PR #3641, opened 2026-07-23
Migrate Edit MQ Status journey to GOV.UK Questions

gunndabad:
Follows #3637, #3638, #3639 and #3640. Fifth of the MQ journeys — only Add MQ is left after this.

## What

Migrates the **Edit MQ Status** journey from `FormFlow` to `GovUk.Questions.AspNetCore`.

## Changes

- Add `EditMqStatusJourneyCoordinator` (`[JourneyCoordinator(JourneyNames.EditMqStatus, ["qualificationId"])]`); drop FormFlow's `IRegisterJourney` from `EditMqStatusState`.
- Rewrite Index, Reason and CheckAnswers to inject the coordinator and use `AdvanceTo` / `GetBackLink` / `DeleteInstance`, with `_jid` keys and a form-field `Cancel` submit in place of the `/cancel` handler URLs.
- Rewrite `EditMqStatusLinkGenerator` onto the shared `GetJourneyPage` extension; update both person qualifications page entry links (status and end date both point at this journey).
- Seed the starting state from the qualification in the coordinator's `GetStartingState`, so `Initialized` / `EnsureInitialized` are deleted.
- **Validation → FluentValidation:**
  - Index's `if (EndDate is null) … else if (EndDate <= StartDate) …` (only when the status is Passed) becomes a `Cascade(CascadeMode.Stop)` chain gated on `.When(m => m.Status == Passed)`. The second condition is written as `!(endDate <= m.StartDate)` — the negation of the original — so a null `StartDate` still passes exactly as before. The rule is placed before the `Status` rule to keep the error-summary ordering unchanged.
  - Reason's two conditional "Select a reason" `ModelState` errors become `NotNull().When(…)` rules, again first in the list to preserve ordering.
- `IsComplete` and the Reason/CheckAnswers state guards are dropped — the library's path validation already stops users reaching a step they haven't advanced to. Their three redirect tests go with them.
- Test journey seeding moves into a shared `EditMqStatusTestBase`.

## Note

Reason's `UpdateStateAsync` never wrote `AdditionalInformation` / `ProvideAdditionalInformation` to the journey state, so CheckAnswers always read them back as null even though Reason validates them. That's pre-existing behaviour on `main`; I've kept it exactly as-is rather than mixing a behaviour fix into a mechanical migration. Worth a follow-up if it's a real bug.

## Testing

- `just build` — no errors, no new warnings (only the pre-existing `NU1903` transitive-dependency advisories on `main`).
- EditMq/Status tests: **36 passed** (39 before, minus the 3 removed guard tests). All `PageTests.Mqs` + person qualifications tests: **255 passed**.
- Route paths (`/mqs/{qualificationId}/status`, `/status/reason`, `/status/check-answers`) preserved, so the E2E MQ journey tests need no changes.

🤖 Generated with [Claude Code](https://claude.com/claude-code)

### DIFF
--- a/src/TeachingRecordSystem.SupportUi/Pages/Mqs/EditMq/Status/CheckAnswers.cshtml
+++ b/src/TeachingRecordSystem.SupportUi/Pages/Mqs/EditMq/Status/CheckAnswers.cshtml
@@ -1,11 +1,14 @@
-@page "/mqs/{qualificationId}/status/check-answers/{handler?}"
+@page "/mqs/{qualificationId}/status/check-answers"
 @model TeachingRecordSystem.SupportUi.Pages.Mqs.EditMq.Status.CheckAnswersModel
 @{
     ViewBag.Title = "Check details before editing mandatory qualification";
 }
 
 @section BeforeContent {
-    <govuk-back-link href="@LinkGenerator.Mqs.EditMq.Status.Reason(Model.QualificationId, Model.JourneyInstance!.InstanceId)" />
+    @if (Model.BackLink is not null)
+    {
+        <govuk-back-link href="@Model.BackLink" />
+    }
 }
 
 <div class="govuk-grid-row">
@@ -69,7 +72,7 @@
 
             <div class="govuk-button-group">
                 <govuk-button type="submit">Confirm and update qualification</govuk-button>
-                <govuk-button formaction="@LinkGenerator.Mqs.EditMq.Status.CheckAnswersCancel(Model.QualificationId, Model.JourneyInstance!.InstanceId)" class="govuk-button--secondary" type="submit">Cancel and return to record</govuk-button>
+                <govuk-button name="Cancel" value="true" class="govuk-button--secondary" type="submit">Cancel and return to record</govuk-button>
             </div>
         </form>
     </div>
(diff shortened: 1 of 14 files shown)


gunndabad:
Pushed a follow-up commit fixing the additional-information bug flagged in the PR description, so this branch no longer carries it forward.

**Root cause** was one step deeper than I first described: `EditMqStatusState` had no `ProvideAdditionalInformation` property at all. The Reason page rendered the question and validated the answer, but there was nowhere to put it and the state update never wrote `AdditionalInformation` either — so the user's text was discarded, check answers always showed "None", and the emitted event's `AdditionalInformation` was always null.

**Fix**
- Add `ProvideAdditionalInformation` to `EditMqStatusState`.
- Persist both fields in Reason's `AdvanceTo`, and restore them in `OnGet` so the answers survive navigating back — matching the sibling Reason pages.
- Add the `NotEmpty` "Enter additional detail" rule that every other MQ/alert Reason page has. Without it, answering "Yes" and leaving the box empty passed validation and saved nothing; no existing test posted that combination, so nothing was relying on the old behaviour.

**Tests:** the check answers confirm test now seeds additional information and asserts it reaches the event (it previously asserted `Null` against a state that never set it — green either way). Plus two new tests: the empty-detail validation error, and the GET repopulating from state. EditMq/Status **38 passed** (was 36); all `PageTests.Mqs` + person qualifications **257 passed**. `just build` clean.

hortha (approved):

####################

What the exercise asks
Would you copy the data exactly as shown above?

Response below
PR #3641, opened 2026-07-23
Migrate Edit MQ Status journey to GOV.UK Questions

gunndabad:
Follows #3637, #3638, #3639 and #3640. Fifth of the MQ journeys — only Add MQ is left after this.

## What

Migrates the **Edit MQ Status** journey from `FormFlow` to `GovUk.Questions.AspNetCore`.

## Changes

- Add `EditMqStatusJourneyCoordinator` (`[JourneyCoordinator(JourneyNames.EditMqStatus, ["qualificationId"])]`); drop FormFlow's `IRegisterJourney` from `EditMqStatusState`.
- Rewrite Index, Reason and CheckAnswers to inject the coordinator and use `AdvanceTo` / `GetBackLink` / `DeleteInstance`, with `_jid` keys and a form-field `Cancel` submit in place of the `/cancel` handler URLs.
- Rewrite `EditMqStatusLinkGenerator` onto the shared `GetJourneyPage` extension; update both person qualifications page entry links (status and end date both point at this journey).
- Seed the starting state from the qualification in the coordinator's `GetStartingState`, so `Initialized` / `EnsureInitialized` are deleted.
- **Validation → FluentValidation:**
  - Index's `if (EndDate is null) … else if (EndDate <= StartDate) …` (only when the status is Passed) becomes a `Cascade(CascadeMode.Stop)` chain gated on `.When(m => m.Status == Passed)`. The second condition is written as `!(endDate <= m.StartDate)` — the negation of the original — so a null `StartDate` still passes exactly as before. The rule is placed before the `Status` rule to keep the error-summary ordering unchanged.
  - Reason's two conditional "Select a reason" `ModelState` errors become `NotNull().When(…)` rules, again first in the list to preserve ordering.
- `IsComplete` and the Reason/CheckAnswers state guards are dropped — the library's path validation already stops users reaching a step they haven't advanced to. Their three redirect tests go with them.
- Test journey seeding moves into a shared `EditMqStatusTestBase`.

## Note

Reason's `UpdateStateAsync` never wrote `AdditionalInformation` / `ProvideAdditionalInformation` to the journey state, so CheckAnswers always read them back as null even though Reason validates them. That's pre-existing behaviour on `main`; I've kept it exactly as-is rather than mixing a behaviour fix into a mechanical migration. Worth a follow-up if it's a real bug.

## Testing

- `just build` — no errors, no new warnings (only the pre-existing `NU1903` transitive-dependency advisories on `main`).
- EditMq/Status tests: **36 passed** (39 before, minus the 3 removed guard tests). All `PageTests.Mqs` + person qualifications tests: **255 passed**.
- Route paths (`/mqs/{qualificationId}/status`, `/status/reason`, `/status/check-answers`) preserved, so the E2E MQ journey tests need no changes.

🤖 Generated with [Claude Code](https://claude.com/claude-code)

### DIFF
--- a/src/TeachingRecordSystem.SupportUi/Pages/Mqs/EditMq/Status/CheckAnswers.cshtml
+++ b/src/TeachingRecordSystem.SupportUi/Pages/Mqs/EditMq/Status/CheckAnswers.cshtml
@@ -1,11 +1,14 @@
-@page "/mqs/{qualificationId}/status/check-answers/{handler?}"
+@page "/mqs/{qualificationId}/status/check-answers"
 @model TeachingRecordSystem.SupportUi.Pages.Mqs.EditMq.Status.CheckAnswersModel
 @{
     ViewBag.Title = "Check details before editing mandatory qualification";
 }
 
 @section BeforeContent {
-    <govuk-back-link href="@LinkGenerator.Mqs.EditMq.Status.Reason(Model.QualificationId, Model.JourneyInstance!.InstanceId)" />
+    @if (Model.BackLink is not null)
+    {
+        <govuk-back-link href="@Model.BackLink" />
+    }
 }
 
 <div class="govuk-grid-row">
@@ -69,7 +72,7 @@
 
             <div class="govuk-button-group">
                 <govuk-button type="submit">Confirm and update qualification</govuk-button>
-                <govuk-button formaction="@LinkGenerator.Mqs.EditMq.Status.CheckAnswersCancel(Model.QualificationId, Model.JourneyInstance!.InstanceId)" class="govuk-button--secondary" type="submit">Cancel and return to record</govuk-button>
+                <govuk-button name="Cancel" value="true" class="govuk-button--secondary" type="submit">Cancel and return to record</govuk-button>
             </div>
         </form>
     </div>
(diff shortened: 1 of 14 files shown)


gunndabad:
Pushed a follow-up commit fixing the additional-information bug flagged in the PR description, so this branch no longer carries it forward.

**Root cause** was one step deeper than I first described: `EditMqStatusState` had no `ProvideAdditionalInformation` property at all. The Reason page rendered the question and validated the answer, but there was nowhere to put it and the state update never wrote `AdditionalInformation` either — so the user's text was discarded, check answers always showed "None", and the emitted event's `AdditionalInformation` was always null.

**Fix**
- Add `ProvideAdditionalInformation` to `EditMqStatusState`.
- Persist both fields in Reason's `AdvanceTo`, and restore them in `OnGet` so the answers survive navigating back — matching the sibling Reason pages.
- Add the `NotEmpty` "Enter additional detail" rule that every other MQ/alert Reason page has. Without it, answering "Yes" and leaving the box empty passed validation and saved nothing; no existing test posted that combination, so nothing was relying on the old behaviour.

**Tests:** the check answers confirm test now seeds additional information and asserts it reaches the event (it previously asserted `Null` against a state that never set it — green either way). Plus two new tests: the empty-detail validation error, and the GET repopulating from state. EditMq/Status **38 passed** (was 36); all `PageTests.Mqs` + person qualifications **257 passed**. `just build` clean.

hortha (approved):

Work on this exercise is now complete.